SD.State.combined <- pivot_longer(data = SD.State, cols = c("Deaths","Injuries", "Property.Damage", "Crop.Damage"),
                  names_to = "Type", values_to = "Impact")
SD.State.combined$Type <- factor(SD.State.combined$Type, 
                       levels = c("Injuries", "Deaths","Crop.Damage", "Property.Damage"))
SD.State.combined$Facet <- ifelse(SD.State.combined$Type == "Deaths" | SD.State.combined$Type == "Injuries", "Personal", "Economic")


#   Split by type of impact.  Find 10 highest impacts in each type and then
#   recombine the split datasets.
SD.Personal <- SD.State.combined[SD.State.combined$Facet == "Personal",]
SD.Economic <- SD.State.combined[SD.State.combined$Facet == "Economic",]

SD.Personal.T10 <- slice_max(.data = SD.Personal, order_by = Casualties, n = 20)
SD.Economic.T10 <- slice_max(.data = SD.Economic, order_by = Total.Damage, n = 20)

SD.State.combined.Top10 <- rbind(SD.Personal.T10, SD.Economic.T10)
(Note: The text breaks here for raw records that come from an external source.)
Issue #4193, opened 2020-01-21
Flag to disable hyperlinks


Garethgr:
- [x] I am on the [latest](https://github.com/zeit/hyper/releases/latest) Hyper.app version
- [x] I have searched the [issues](https://github.com/zeit/hyper/issues) of this repo and believe that this is not a duplicate

- **OS version and name**: MacOS High Sierra
- **Hyper.app version**: 3.0.2

## Issue
I am quite new to Hyper (installed it today)
I would like to know if there is a flag to disable hyperlinks found in the terminal.
When I try select them I click them instead and it ends up opening many tabs in my browser.
I see that `hyperlinks` was available for a previous version (this no longer works)

LabhanshAgrawal:
AFAIK there is no config option to disable it.

Issue #3426, opened 2019-01-21
How to disable link click action


jstangroome:
- [x] I am on the [latest](https://github.com/zeit/hyper/releases/latest) Hyper.app version
- [x] I have searched the [issues](https://github.com/zeit/hyper/issues) of this repo and believe that this is not a duplicate

- **OS version and name**: Windows 10 Pro x64 1809
- **Hyper.app version**: 2.1.1

## Issue

When clicking in the terminal window to give focus, or to select text for copying, the click often lands on text that Hyper considers to be a URL and then Hyper opens the URL in my default browser which is unwanted in this scenario.

It appears that pre Hyper 2.x the URL click handler was a separate extension and supported the click being disabled or requiring a modified key to be held while clicking to trigger the navigation:
https://github.com/zeit/hyperlinks#change-click-action

Now that this URL click handling is built into Hyper 2.x, how can I disable the behaviour, or require a modifier key?

eromoe:
Today is my first try to hyper , this really annoy me !  I want a simple way to disable this .

gujunhk:
> Today is my first try to hyper , this really annoy me ! I need a simple way to disable this . Any workaround for now ?

The issue is watched by @ppot .
However, it hasn't be planned.

anthonylauzon:
in ui/window.js:

`
    // xterm makes link clickable
    window.webContents.on('new-window', (event, url) => {
      const protocol = typeof url === 'string' && parseUrl(url).protocol;
      if (protocol === 'http:' || protocol === 'https:') {
        event.preventDefault();
        //shell.openExternal(url); <-----the devil
      }
    });
`

anthonylauzon:
in ui/window.js:
```
    // xterm makes link clickable
    window.webContents.on('new-window', (event, url) => {
      const protocol = typeof url === 'string' && parseUrl(url).protocol;
      if (protocol === 'http:' || protocol === 'https:') {
        event.preventDefault();
        //shell.openExternal(url); <-- comment the devil here
      }
    });
```

droope:
I too would like this behaviour to be disabled or at least configurable. I don't know how to apply @anthonylauzon's patch without having to rebuild the terminal, which I can't do right now :( may try later if I have some time.

abroglesc:
Configurable would be ideal. Coming from iTerm2 they had it to where if I held command, then clicked a link it would open in a browser. Allowing to disable this functionality or add in a modifier like holding command + click link would be amazing!

[...]

PR #4543, opened 2020-05-06
Add web-link activation modifier

rocket-squirrel:
Resolves zeit/hyper#3426, resolves zeit/hyper#4193

What is this PR going to fix:
- Hyper eagerly opens any link we click on, often unintentionally, which can be very distracting.
- It is currently harder than it should be to select a web link (because Hyper opens it in the browser instead of triggering selection).

How is it going to do it:
- add new entry to hyper config - webLinksActivationKey - to configure which key modifier needs to be pressed in order for a web-link to be activated on click. 4 values (alt, ctrl, meta, shift) are prefixes of corresponding properties of [MouseEvent](https://developer.mozilla.org/en-US/docs/Web/API/MouseEvent) passed to web-links add-on click handler.
- override WebLinksAddon click handler to check if required modifier is pressed.
- additionally, provide ILinkMatcherOptions.willLinkActivate callback to fix a problem with link selection.

There's a couple things though:
- Adding new config entry in 9 different places seems awkward, maybe there's a better way?
- Hyper does not re-initialize xTerm instance on config reload. Because of that, if config entry is updated it is not picked up on the fly (requires restart).
- Some of the MouseEvent modifier keys may be used in different shortcut combinations e.g. Ctrl+Click'ing the link won't work, but I guess this may be left at user discretion. Shift and Cmd (meta) works on Mac :)

### DIFF
--- a/app/config/config-default.js
+++ b/app/config/config-default.js
@@ -154,6 +154,10 @@ module.exports = {
     // rendering (slower, but supports transparent backgrounds)
     webGLRenderer: true,
 
+    // keypress required for weblink activation: [ctrl|alt|meta|shift]
+    // todo: does not pick up config changes automatically, need to restart terminal :/
+    webLinksActivationKey: '',
+
     // if `true` (without backticks and without quotes), Hyper will ignore ligatures provided by some fonts
     disableLigatures: false,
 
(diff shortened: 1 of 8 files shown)


Stanzilla:
I like it, what do you think @LabhanshAgrawal?

ETLaurent:
`webLinksActivationKey` 👌 🥲 
How am I seeing this option only now?...
Thank you 🙏 😌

Now we can plot the ten most impacted states, both economically and with regards to health.

#   Plot a bar plot showing 10 most impacted states by both Economic and Personal Health
n <- ggplot(data = SD.State.combined.Top10, aes(x = reorder_within(State,-Impact,Facet), y = Impact, fill = Type))+
    geom_bar(stat = "identity")+
    facet_wrap(~Facet, scales = "free", labeller = as_labeller(
        c(Economic = "Economic Damage (billions of dollars)", Personal = "Casualties")))+
    xlab("State")+
    theme(plot.title = element_text(hjust = 0.5) , 
          axis.text.x = element_text(angle = 0, 
                       vjust = 1, hjust = 0.5, size = 11), legend.position = "bottom", 
          legend.title = element_blank(),
          axis.ticks.length.x = unit(0.5, "cm"))+
    labs(title = "Economic and Personal Health Damage by State")+
    scale_x_discrete(labels = function(x) gsub("__Economic|__Personal|___Economic|___Personal","",x))

n

Texas, Florida, California and Ohio are in the top ten for both economic damage and number of casualties. Increased efforts to buttress protections against major weather events in these states would likely yield the greatest return.